* **THE INPUT**:
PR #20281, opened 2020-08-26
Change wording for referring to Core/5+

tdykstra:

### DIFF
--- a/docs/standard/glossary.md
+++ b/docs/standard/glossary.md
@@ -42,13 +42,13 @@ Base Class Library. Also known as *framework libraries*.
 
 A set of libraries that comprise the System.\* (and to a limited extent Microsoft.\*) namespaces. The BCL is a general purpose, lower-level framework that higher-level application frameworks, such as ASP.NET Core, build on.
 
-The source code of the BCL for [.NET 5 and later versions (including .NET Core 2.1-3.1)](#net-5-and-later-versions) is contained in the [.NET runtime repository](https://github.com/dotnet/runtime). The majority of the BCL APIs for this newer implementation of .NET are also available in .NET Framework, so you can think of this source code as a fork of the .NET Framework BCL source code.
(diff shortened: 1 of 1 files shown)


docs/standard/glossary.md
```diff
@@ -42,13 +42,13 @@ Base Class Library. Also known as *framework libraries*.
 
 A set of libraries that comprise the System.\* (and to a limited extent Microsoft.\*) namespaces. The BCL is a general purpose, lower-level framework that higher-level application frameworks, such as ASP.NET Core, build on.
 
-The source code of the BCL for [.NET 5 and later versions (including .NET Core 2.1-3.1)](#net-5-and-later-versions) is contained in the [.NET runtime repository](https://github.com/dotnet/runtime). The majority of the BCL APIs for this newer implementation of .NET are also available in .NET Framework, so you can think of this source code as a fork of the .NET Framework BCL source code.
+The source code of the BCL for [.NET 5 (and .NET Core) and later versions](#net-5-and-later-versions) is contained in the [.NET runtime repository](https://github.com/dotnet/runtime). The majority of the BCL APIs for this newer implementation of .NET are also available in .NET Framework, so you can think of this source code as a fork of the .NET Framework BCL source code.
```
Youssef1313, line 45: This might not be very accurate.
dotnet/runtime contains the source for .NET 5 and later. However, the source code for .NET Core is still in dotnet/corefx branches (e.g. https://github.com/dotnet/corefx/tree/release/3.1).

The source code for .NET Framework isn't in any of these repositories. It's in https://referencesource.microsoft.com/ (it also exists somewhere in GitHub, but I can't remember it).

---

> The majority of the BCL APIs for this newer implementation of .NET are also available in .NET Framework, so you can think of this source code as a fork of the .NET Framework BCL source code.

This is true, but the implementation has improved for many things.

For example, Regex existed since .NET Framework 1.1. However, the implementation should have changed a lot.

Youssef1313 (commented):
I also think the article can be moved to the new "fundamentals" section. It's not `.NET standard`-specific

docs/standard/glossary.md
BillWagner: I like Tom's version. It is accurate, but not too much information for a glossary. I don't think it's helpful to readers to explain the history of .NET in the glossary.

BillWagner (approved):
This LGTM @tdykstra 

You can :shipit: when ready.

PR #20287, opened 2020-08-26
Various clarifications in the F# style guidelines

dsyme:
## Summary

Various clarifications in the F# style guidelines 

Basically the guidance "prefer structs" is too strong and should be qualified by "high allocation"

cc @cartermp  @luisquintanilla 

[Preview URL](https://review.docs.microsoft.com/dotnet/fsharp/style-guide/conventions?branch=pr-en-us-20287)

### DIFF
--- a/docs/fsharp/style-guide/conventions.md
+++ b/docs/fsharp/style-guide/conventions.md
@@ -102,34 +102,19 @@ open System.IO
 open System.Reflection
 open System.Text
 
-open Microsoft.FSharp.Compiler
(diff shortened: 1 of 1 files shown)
...
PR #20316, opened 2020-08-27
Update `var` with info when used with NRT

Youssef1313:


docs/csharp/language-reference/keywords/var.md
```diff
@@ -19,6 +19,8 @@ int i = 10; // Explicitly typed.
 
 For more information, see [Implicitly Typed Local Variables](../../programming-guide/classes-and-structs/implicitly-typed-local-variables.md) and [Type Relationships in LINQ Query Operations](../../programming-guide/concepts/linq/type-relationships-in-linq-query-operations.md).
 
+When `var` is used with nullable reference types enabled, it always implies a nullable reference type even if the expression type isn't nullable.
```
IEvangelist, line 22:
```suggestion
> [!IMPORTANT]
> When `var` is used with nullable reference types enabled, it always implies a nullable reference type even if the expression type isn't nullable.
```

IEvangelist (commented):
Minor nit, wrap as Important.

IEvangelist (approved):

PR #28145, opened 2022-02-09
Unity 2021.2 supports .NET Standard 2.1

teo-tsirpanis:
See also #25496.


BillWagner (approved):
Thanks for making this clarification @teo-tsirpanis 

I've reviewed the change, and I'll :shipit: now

* **WHAT YOU NEED TO DO**: Among the lines of the data above, find those with the word "conventions" and show them.

* **SOLUTION**:
[Preview URL](https://review.docs.microsoft.com/dotnet/fsharp/style-guide/conventions?branch=pr-en-us-20287)
--- a/docs/fsharp/style-guide/conventions.md
+++ b/docs/fsharp/style-guide/conventions.md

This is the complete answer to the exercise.